Health and freedom


Neric Acosta

For a vast majority of Filipinos, governance is made real or government’s presence manifest in the consistent delivery of basic social services.

Soaring terms like ‘Millennium Development Goals’ or ‘Human Development Index’ are best understood in terms of access to services that address health and education needs or livelihood opportunities.

We leave it to government or multilateral agencies to craft policy, package programs and prepare budgets, or raise the necessary revenue for elaborate mechanisms that reach significant numbers of people and families, but the success or effective reach of any of these programs are hinged on how readily and consistently beneficiaries experience access to or availability of a service.

For health services, this experience translates to having the kind of access to a doctor or medical practitioner even in remote areas of the country, or having the kind of medicines that help address various ailments. In what remains a deeply controversial policy initiative, the recently-enacted reproductive health law, mothers and women in general, especially in underserved or poor sections of the country, are given the access to information and methods to plan families or protect themselves from sexually-transmitted diseases.

All this is made possible or sustainable in terms of health insurance or the provision of larger healthcare schemes. Even in rural or urban poor areas, people are able to have the security—or the freedom—of being able to visit a clinic or see a doctor and have the kind of healthcare that protects their children and families and have the costs for these shouldered or largely subsidized.

This is the context within which the World Health Organization’s paean to President Benigno Aquino 3rd is to be understood. The WHO fittingly lauds the President for his “exemplary leadership” in boldly pursuing health policies that would “literally save millions of lives,” as the Regional Director of the WHO-Western Pacific Region Director
Dr. Shin Young-soo stated.

Not only is reproductive health a state policy now, but so is the taxation of alcohol and tobacco, or the Sin Tax Law, both of which propel the health agenda in the forefront of government action and poverty-reduction and healthcare-funding efforts. For over two decades both laws languished in Congress owing to formidable and sustained opposition from institutional and private sector forces. In the former case, it has been the Catholic Church resisting reproductive health, even challenging the law’s constitutionality before the Supreme Court. In the latter, the tobacco and alcohol lobby had proven intransigent to any measure that levies higher taxes on cigarette and alcohol products.

But this President fiercely bucked such redoubtable obstacles to social policy and utilized political capital where it mattered. The policy results are nothing short of phenomenal—remarkable breakthroughs in a political system long hobbled by special interests. The recent ratings on public trust bear this out patently: an approval rating in of 72 percent for a head of state in the middle of his six-year term.

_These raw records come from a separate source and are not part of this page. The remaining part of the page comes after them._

PR #14662, opened 2021-04-15
Refactor the replication policy destination namespace logic

ywk253100:
Support specifying what part of the repository will be replaced by the provided namespace

Signed-off-by: Wenkai Yin <yinw@vmware.com>

PR #14818, opened 2021-05-07
UI enhancement for replication namespace

### LINKED ISSUE #14741: Support specifying the destination namespace replace count for replication on UI

AllForNothing:
Template Env.: https://10.185.12.35

Changed points:
image

image

Fixes #14741

Related back-end PR #14662


Vad1mo:
We have to work on the UX here!

It took me 1 hour and also looking into code to understand what will actually happen if I change in the UI from -1 to 0. If didn't create a fix that addressed the same problem I wouldn't be able to understand what this functionality is doing.

Vad1mo (changes requested):
Can the default be **1** instead of **-1**? Nobody knows what the legacy mode is.

A user expects that the given copy input produce the same output so for the input **A/B/C** with the argument **N** the outcome would be *N/B/C*

A good analogy is the linux `cp` command `cp /a/* /n/` will behave as we set replication count to 1. 

So it is easier to grasp for the user what happens.

Vad1mo (changes requested):
## Naming

**Replace Count** - raises more question than answers. Replace what? Count what "replaces" ?
**Legacy Mode** - How exactly does the legacy mode behaves? The majority of existing users don't know how the legacy mode behaves.   

GitLab and ACR are referring to "this" as **nested** names. 
GitLab -> Nested Image names
ACR -> Nested namespaces
https://docs.gitlab.com/ee/user/packages/container_registry/#image-naming-convention

In Harbor, it is not clear as it sometimes referred as namespaces and sometimes as projects.

My suggestion is to replace vague term **Replace Count** with a more precise expression.


## Wording

Main objective is to use a wording known and understandable to the users and not describe the implementation detail. 

What actually happening during image copy is not replacing (the image). I assume here the word replacing refers here to the actual feature implementation of string replacement. This is not something the user should know.

From the consumer perspective the images are repositioned or copied and reassembled into a different hierarchy.
The term flattening or tree flattening is often used in this context.  


## Proposed Change

Make it transparent to the user what is about to happen.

In his speech before the WHO, the President pointed to the fact that such policies, inseparable from the widespread conditional cash transfers for the poorest segments of the population administered by the Department of Social Welfare and Development, are not simply pro-poor, but represent, in fact, a longer term strategic investment in a healthy, productive citizenry. Framing it in terms of freedom and democracy, the President underscored that health, as with education and employment, is inarguably a fundamental right:

“If we are to build a true regime of opportunities, then the most fundamental freedoms—freedom from hunger, as my father said; the freedom from unease afforded us by a secure nation; or the freedom to actively participate in our democracy—these must all be extended to every citizen, regardless of the circumstances of their birth.”

This is, in fact, an articulation of ‘tuwid na daan,’ beyond good governance, but in the fuller understanding of human development. Conventional economic analyses point to Gross Domestic Product indicators of goods and services bought and sold in a year, supposedly measuring a nation’s wealth. But as Nobel Economics laureate Amartya Sen would have it or as his famous book, ‘Development as Freedom,’ would put it, development ought to be understood in the language and indices of freedom.

Economics can set prices of any basic good or service, but the compelling issues in development are essentially, Sen would stress, about health, education, security, life spans and human aspirations. This returns us to the visceral experience of the rural housewife or the struggling mother in informal urban settlements who may not know the intricacies of public policy or budgetary imperatives, but can all too readily feel government’s presence in the form of Philhealth insurance coverage, or the freedom to visit the nearest clinic and be assured of medicines or inoculation for their children without fear or favor.

All these are about preventive solutions in the shorter term, but the President sees it in terms of sparking a “virtuous cycle of opportunity and inclusive growth” for the future—where children and families secure in their health and basic needs will contribute positively to society in the longer term.